[Dataset extract Boundary: Start]
PR #178, opened 2022-06-01
Revert "ENH: Environment Analysis - Units"

giovaniceotto:
Reverts Projeto-Jupiter/RocketPy#176


giovaniceotto:
This needs to be reverted since I found major bugs in the code (it pretty much does not work.)

Gui-FernandesBR:
What happened @giovaniceotto ? Can you show an example of what bug you found?

giovaniceotto:
When converting units, it does not convert altitude properly. Furthermore, for all variables, it only converts the first hour of the first day.

PR #519, opened 2023-12-20
ENH: Argument for Optional Mutation on Function Discretize

phmbressan:
## Pull request type

## Checklist

## Current behavior

The behavior of `Function.set_discrete` is well documented, but not exactly intuitive: the original `Function` is always mutated. This may not always be the need of the user and it has caused problems before in development, such as #514 .

## New behavior

This PR adds a new optional parameter (whose default does not call a breaking change) so that it may be specified whether the `self` should be discretized.

Tests for the changes have been added.

## Breaking change

- [X] No

## Additional information

Please, on review make a sanity recheck that this is not a breaking change.


phmbressan:
I will work on the codecov report later.

rocketpy/mathutils/function.py
```diff
@@ -544,18 +549,25 @@ def set_discrete(
...
-            ys = self.get_value(xs.tolist()) if one_by_one else self.get_value(xs)
-            self.set_source(np.concatenate(([xs], [ys])).transpose())
-            self.set_interpolation(interpolation)
-            self.set_extrapolation(extrapolation)
-        elif self.__dom_dim__ == 2:
+            ys = func.get_value(xs.tolist()) if one_by_one else func.get_value(xs)
+            func.set_source(np.concatenate(([xs], [ys])).transpose())
+            func.set_interpolation(interpolation)
+            func.set_extrapolation(extrapolation)
+        elif func.__dom_dim__ == 2:
```
Gui-FernandesBR, line 570: Seems like the `set_discrete` method only works for 1-D and 2-D Functions, but this behavior is not documented tho. IMO, this is a problem, the function will be returned as the same. Or is there anything that I'm missing here?

Also, what is the advantage of setting the `one_by_one` to False?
[Dataset extract Boundary: End]
_Prompt_
Reproduce the material in full, with no word added or dropped.

_Written solution_
PR #178, opened 2022-06-01
Revert "ENH: Environment Analysis - Units"

giovaniceotto:
Reverts Projeto-Jupiter/RocketPy#176


giovaniceotto:
This needs to be reverted since I found major bugs in the code (it pretty much does not work.)

Gui-FernandesBR:
What happened @giovaniceotto ? Can you show an example of what bug you found?

giovaniceotto:
When converting units, it does not convert altitude properly. Furthermore, for all variables, it only converts the first hour of the first day.

PR #519, opened 2023-12-20
ENH: Argument for Optional Mutation on Function Discretize

phmbressan:
## Pull request type

## Checklist

## Current behavior

The behavior of `Function.set_discrete` is well documented, but not exactly intuitive: the original `Function` is always mutated. This may not always be the need of the user and it has caused problems before in development, such as #514 .

## New behavior

This PR adds a new optional parameter (whose default does not call a breaking change) so that it may be specified whether the `self` should be discretized.

Tests for the changes have been added.

## Breaking change

- [X] No

## Additional information

Please, on review make a sanity recheck that this is not a breaking change.


phmbressan:
I will work on the codecov report later.

rocketpy/mathutils/function.py
```diff
@@ -544,18 +549,25 @@ def set_discrete(
...
-            ys = self.get_value(xs.tolist()) if one_by_one else self.get_value(xs)
-            self.set_source(np.concatenate(([xs], [ys])).transpose())
-            self.set_interpolation(interpolation)
-            self.set_extrapolation(extrapolation)
-        elif self.__dom_dim__ == 2:
+            ys = func.get_value(xs.tolist()) if one_by_one else func.get_value(xs)
+            func.set_source(np.concatenate(([xs], [ys])).transpose())
+            func.set_interpolation(interpolation)
+            func.set_extrapolation(extrapolation)
+        elif func.__dom_dim__ == 2:
```
Gui-FernandesBR, line 570: Seems like the `set_discrete` method only works for 1-D and 2-D Functions, but this behavior is not documented tho. IMO, this is a problem, the function will be returned as the same. Or is there anything that I'm missing here?

Also, what is the advantage of setting the `one_by_one` to False?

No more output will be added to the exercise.